A triangle ABC lying in the first quadrant has two vertices as $$A(1, 2)$$ and $$B(3, 1)$$. If $$\angle BAC = 90°$$, and ar($$\triangle ABC$$) = $$5\sqrt{5}$$ sq. units, then the abscissa of the vertex C is:

We have a right-angled triangle $$\triangle ABC$$ such that the right angle is at vertex $$A$$, that is, $$\angle BAC = 90^{\circ}$$. The coordinates of the fixed vertices are $$A(1,2)$$ and $$B(3,1)$$, while the coordinates of vertex $$C$$ are unknown and may be written as $$C(x,\;y)$$. Because the triangle lies in the first quadrant, both $$x$$ and $$y$$ must be positive.

First we use the fact that the vectors $$\overrightarrow{AB}$$ and $$\overrightarrow{AC}$$ are perpendicular (since the angle between them is $$90^{\circ}$$). The dot-product criterion for perpendicularity is: two vectors $$\mathbf{u}(u_{1},u_{2})$$ and $$\mathbf{v}(v_{1},v_{2})$$ are perpendicular iff $$u_{1}v_{1}+u_{2}v_{2}=0$$.

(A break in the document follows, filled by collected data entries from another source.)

PR #2180, opened 2025-05-25
custom domains - auth sync

Soxasora:
## Description

Part of #1942
Focuses on synchronizing authentication between SN and a custom domain.
It features a new `sync` endpoint that checks if there's a session and if so, redirects to the custom domain with an ephemeral token that gets refreshed with an official token.

## Screenshots
TBD

## Additional Context
TBD

## Checklist

**Are your changes backwards compatible? Please answer below:** Yes, only engages on custom domains

WIP

n/a

n/a


pages/api/auth/sync.js
```diff
@@ -117,14 +117,14 @@ function handleNoSession (res, domainName, state, redirectUri, signup = false) {
...
+async function createVerificationToken (token, state) {
   try {
     // a 5 minutes verification token using the session token's user id
     const verificationToken = await models.verificationToken.create({
       data: {
         identifier: token.id.toString(),
-        // store csrf token with the verification token, to prevent CSRF attacks
-        token: `${randomBytes(32).toString('hex')}|${csrfToken}`,
+        // store encoded state JWT with the verification token to prevent CSRF attacks
+        token: `${randomBytes(32).toString('hex')}|${state}`,
```
Soxasora: Too much, switched to token in URL as it shouldn't be logged.
<details>
  <summary>Tie a CSRF token to a verification token</summary>
There were some obstacles because of the cross-domain nature, but I think I found a middle ground to safely use CSRF to tie the verification token to the user.
Knowing that:
- messing with next auth is not preferable and thus can't use its protections
- we need to protect the token from being stolen
- middleware doesn't support node
We have another option, which is to **encode** the CSRF token in a _state JWE_ and store it alongside the verification token.

When going to the sync endpoint, we
- detect login -> encode CSRF token in state JWE -> /api/auth/sync/?...&state=encodedState

The sync endpoint will then
- create a token like token|encodedState -> redirect back with just the token

Middleware at this point will
- POST /api/auth/sync with body: {token, csrfToken} -> retrieve the verification token object from DB -> decode the encodedState -> match decodedState with csrfToken

If everything is okay, it returns the final ephemeral JWT.

Everything happens blazingly fast, if someone steals the verification token and/or the state, they can’t go that far without the CSRF token that sits and never moves in the user’s browser (well, except for the POST, but that's secure).

<hr>

side note: still checking for less hacky ways/can make it less hacky
</details>

pages/api/auth/sync.js
```diff
@@ -0,0 +1,189 @@
...
+      const newVerificationToken = await createVerificationToken(sessionToken)
+      if (newVerificationToken.status === 'ERROR') {
+        return res.status(500).json(newVerificationToken)
+      }
+
+      // STEP 5: redirect to the domain with the verification token
+      return redirectToDomain(res, domain, newVerificationToken.token, redirectUri)
+    }
+  } catch (error) {
+    return res.status(500).json({ status: 'ERROR', reason: 'auth sync broke its legs' })
```
Soxasora, line 77: At the moment, the handler doesn't expose any **fatal** error, instead it returns this joke reason!
I'm divided by logging the failed, fatal, attempt in DB or just print it.

ekzyis: > At the moment, the handler doesn't expose any fatal error, instead it returns this joke reason!

If this is an error message that a user might see, I'd personally prefer to keep it serious because they might not be in the mood for jokes when they can't login :eyes:

> I'm divided by logging the failed, fatal, attempt in DB or just print it.

I think you can just print it as we do with most errors

pages/api/auth/sync.js
```diff
@@ -0,0 +1,189 @@
...
+    if (req.method === 'GET') {
+      // STEP 1: check if the domain is correct
+      const { domain, redirectUri, signup } = req.query
+      // domain and a path redirectUri are required
+      if (!domain || !redirectUri?.startsWith('/')) {
+        return res.status(400).json({ status: 'ERROR', reason: 'domain and a correct redirectUri are required' })
+      }
+
+      // STEP 2: check if domain is valid and ACTIVE
+      const domainValidation = await checkDomainValidity(domain)
```
ekzyis, line 50: I don't know how important exactly this is, but afaict, you're only checking if the domain parameter is valid; what about the redirect uri?

Soxasora: I found that a URL with `domain` and path (`redirectUri`) separated was nicer to read, so at the end I combine the two after separate validation. Even though the validation for `redirectUri` is just checking if it starts with `/`.
...
I'm pushing a regex to only allow conformant paths.

On the domain validation, the goal is to only allow ACTIVE custom domains to create/receive a verification token, which I think it's necessary to limit requests. I also just remembered that the POST is open...
Maybe a safer way to limit external access is to present encrypted params 🤔

Edit: In some of my sketches I used to present everything the endpoint would need under an encrypted state JWT, it worked pretty well!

We calculate the components of the required vectors:

$$\overrightarrow{AB} = (3-1,\;1-2) = (2,\,-1)$$

$$\overrightarrow{AC} = (x-1,\;y-2)$$

Now we impose the dot-product condition:

$$\overrightarrow{AB}\cdot\overrightarrow{AC}=0$$

$$\Rightarrow 2\,(x-1)+(-1)\,(y-2)=0$$

$$\Rightarrow 2x-2-y+2=0$$

$$\Rightarrow 2x-y=0$$

$$\Rightarrow y = 2x$$

Thus, the coordinates of vertex $$C$$ must lie on the straight line $$y=2x$$.

Next we use the given area. For a right-angled triangle with the right angle at $$A$$, the two perpendicular sides are $$AB$$ and $$AC$$. The area formula for a right-angled triangle is

$$\text{Area} = \dfrac{1}{2}\,(\text{length of }AB)\,(\text{length of }AC).$$

The length of $$AB$$ is found by the distance formula:

$$|AB| = \sqrt{(3-1)^{2} + (1-2)^{2}} = \sqrt{2^{2}+(-1)^{2}} = \sqrt{4+1} = \sqrt{5}.$$

The area is given to be $$5\sqrt{5}$$ square units, so we write

$$5\sqrt{5} = \dfrac{1}{2}\,|AB|\,|AC|.$$

Substituting $$|AB|=\sqrt{5}$$, we get

$$5\sqrt{5} = \dfrac{1}{2}\,(\sqrt{5})\,|AC|.$$

Multiplying both sides by $$2$$ and dividing by $$\sqrt{5}$$ gives

$$|AC| = \dfrac{2\,(5\sqrt{5})}{\sqrt{5}} = 10.$$

Thus the distance from $$A(1,2)$$ to $$C(x,2x)$$ must be exactly $$10$$. Applying the distance formula again:

$$|AC|^{2} = (x-1)^{2} + (2x-2)^{2}.$$

Because $$|AC|=10$$, we have

$$10^{2} = (x-1)^{2} + (2x-2)^{2}.$$

Expanding the right side:

$$100 = (x-1)^{2} + 4(x-1)^{2}$$

$$\;= 5(x-1)^{2}.$$

Therefore,

$$(x-1)^{2} = \dfrac{100}{5} = 20.$$

Taking square roots,

$$x - 1 = \pm\sqrt{20} = \pm\,2\sqrt{5}.$$

This gives two possible values:

$$x = 1 + 2\sqrt{5}\quad \text{or}\quad x = 1 - 2\sqrt{5}.$$

Since the triangle lies in the first quadrant, $$x$$ must be positive. The second choice yields a negative number (because $$2\sqrt{5}\approx4.472$$), so it is inadmissible. Hence, the only viable abscissa is

$$x = 1 + 2\sqrt{5}.$$

Looking at the given options, this value corresponds to Option B.

Hence, the correct answer is Option B.